[What you will do] Pull every line with "kwargs" from the data.

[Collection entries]
══════════════════════════════

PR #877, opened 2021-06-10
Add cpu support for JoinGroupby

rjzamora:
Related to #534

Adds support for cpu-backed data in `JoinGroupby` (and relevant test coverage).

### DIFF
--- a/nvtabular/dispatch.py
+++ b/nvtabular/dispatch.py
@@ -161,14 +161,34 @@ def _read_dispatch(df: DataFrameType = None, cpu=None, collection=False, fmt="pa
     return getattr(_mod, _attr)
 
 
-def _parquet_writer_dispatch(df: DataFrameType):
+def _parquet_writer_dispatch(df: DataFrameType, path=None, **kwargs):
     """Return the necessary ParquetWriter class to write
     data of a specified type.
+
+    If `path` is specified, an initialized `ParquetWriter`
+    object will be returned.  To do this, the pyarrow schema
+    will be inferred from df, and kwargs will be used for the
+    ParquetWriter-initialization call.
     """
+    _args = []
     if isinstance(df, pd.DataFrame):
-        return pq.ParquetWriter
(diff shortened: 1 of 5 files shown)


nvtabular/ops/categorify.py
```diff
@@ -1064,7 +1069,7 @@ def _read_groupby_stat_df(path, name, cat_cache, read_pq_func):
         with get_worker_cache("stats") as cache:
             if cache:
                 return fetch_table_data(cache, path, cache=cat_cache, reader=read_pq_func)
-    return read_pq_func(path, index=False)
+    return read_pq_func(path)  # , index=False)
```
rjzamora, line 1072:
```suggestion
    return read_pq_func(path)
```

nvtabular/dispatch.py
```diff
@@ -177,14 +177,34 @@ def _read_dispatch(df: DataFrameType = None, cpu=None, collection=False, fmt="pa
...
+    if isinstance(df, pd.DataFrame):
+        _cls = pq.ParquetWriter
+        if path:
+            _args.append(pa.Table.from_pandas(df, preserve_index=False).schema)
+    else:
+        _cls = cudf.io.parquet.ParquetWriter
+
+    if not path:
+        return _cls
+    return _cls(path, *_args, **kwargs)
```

══════════════════════════════

[Written solution]
+def _parquet_writer_dispatch(df: DataFrameType, path=None, **kwargs):
+    will be inferred from df, and kwargs will be used for the
+    return _cls(path, *_args, **kwargs)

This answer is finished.